Trazemos nessa seção cenas transformadas em registros narrativos, ao pesquisarmos com o cotidiano de uma unidade de Educação Infantil, pública e universitária, no período compreendido entre 2014 e 2017, envolvendo crianças de 3, 4 e 5 anos que compõem um único grupamento7. Cenas que conectam a prática pedagógica ao debate sobre a avaliação.

Maria Luiza narra experiências do seu processo de aprender, fruto das curiosidades infantis, mobilizadas pelo encontro de um exoesqueleto no parque da escola. Experiências que provocam conversas com o pai e trazem diálogos já ocorridos com os colegas e a professora. Experiências que expõem os saberes infantis, mas também emoções, conquistas, o reconhecimento da percepção da presença do outro nas suas aprendizagens e a alegria do conhecer e de poder partilhar saberes de modo próprio.

Enzo, Sofia, Nicolas e Isabel desenham juntos e, nesse processo, parecem construir e reconstruir saberes sobre a escrita, sobre formas de pensar, de se exprimir e de se relacionar. A organização do espaço, em pequenos grupos, e a disponibilidade de materiais possibilitam a ampliação do olhar da professora sobre as interações que ali acontecem, entre as crianças. A professora observa, a seu tempo, cada uma das cenas. Registra, em pequenas notas, para não perder o momento e, posteriormente, resgata o observado, em uma narrativa.
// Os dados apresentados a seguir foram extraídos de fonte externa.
PR #85, opened 2017-01-20
Remove api.products state

j08lue:


j08lue:
This is now all resolved in #81

PR #7, opened 2021-12-14
Add logger, docs, checks and fix flake8

mscheltienne:
First PR to familiarize myself with your code.

Looks really good and solid; I added in `utils` 3 files:
- `_checks.py` that contains functions to check user input in the public API
- `_docs.py` that contains the `fill_doc` decorator and the `docdict` for this library. I added a couple of lines to load entries from MNE's `docdict` to avoid duplication.
- `_logs.py` that contains the logger and associated functions.

I added a flake8 style workflow and I've started fixing the PEP8/Flake8 style issues.

I'll replace the logger across the code-base with the logger from `_logs.py`, I'll add probably also a `verbose` decorator similar to the one from MNE since you used it a lot.

Also, I've changed a little `setup.py` because it was not loading requirements from the `.txt` file. Why is the version of MNE restricted to 0.22 max? I think this should be compatible with new versions of MNE as well.


mscheltienne:
I broke more stuff than I was expecting to 😅 
I'll fix the remaining couple of typos later.

vferat:
With latest version of mne, tests break because the pooch library is need to download datasets.
`RuntimeError: For dataset downloading to work, the pooch module is needed, but it could not be imported`

You can try to add pooch to both ` requirements_testing.txt ` and `requirements_doc.txt` and change `mne <= 0.22.0` to `mne` in ` requirements_testing.txt `, `requirements_doc.txt` , `requirements.txt`.

Otherwise I'll do it after merging this PR.

vferat:
@all-contributors please add @mscheltienne  for code

vferat:
@all-contributors please add @mscheltienne for code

Interessada em práticas de avaliação significativas para o trabalho com as infâncias, interroga, como cada cena, aparentemente trivial, fornece elementos para avaliar as aprendizagens e o desenvolvimento de cada criança, em seus tempos e modos próprios. Processo que, ao abrir-se às surpresas e curiosidades, se desdobra em aprendizagens para ambas, professora e crianças. As insistentes indagações docentes, tanto em nível prático quanto teórico, fomentam reflexão e apontam modos da escuta das crianças e das relações com elas que mobilizam a professora a também conhecer e recriar sua docência, favorecendo a produção de um cotidiano em que se constroem práticas de avaliação em conjunto.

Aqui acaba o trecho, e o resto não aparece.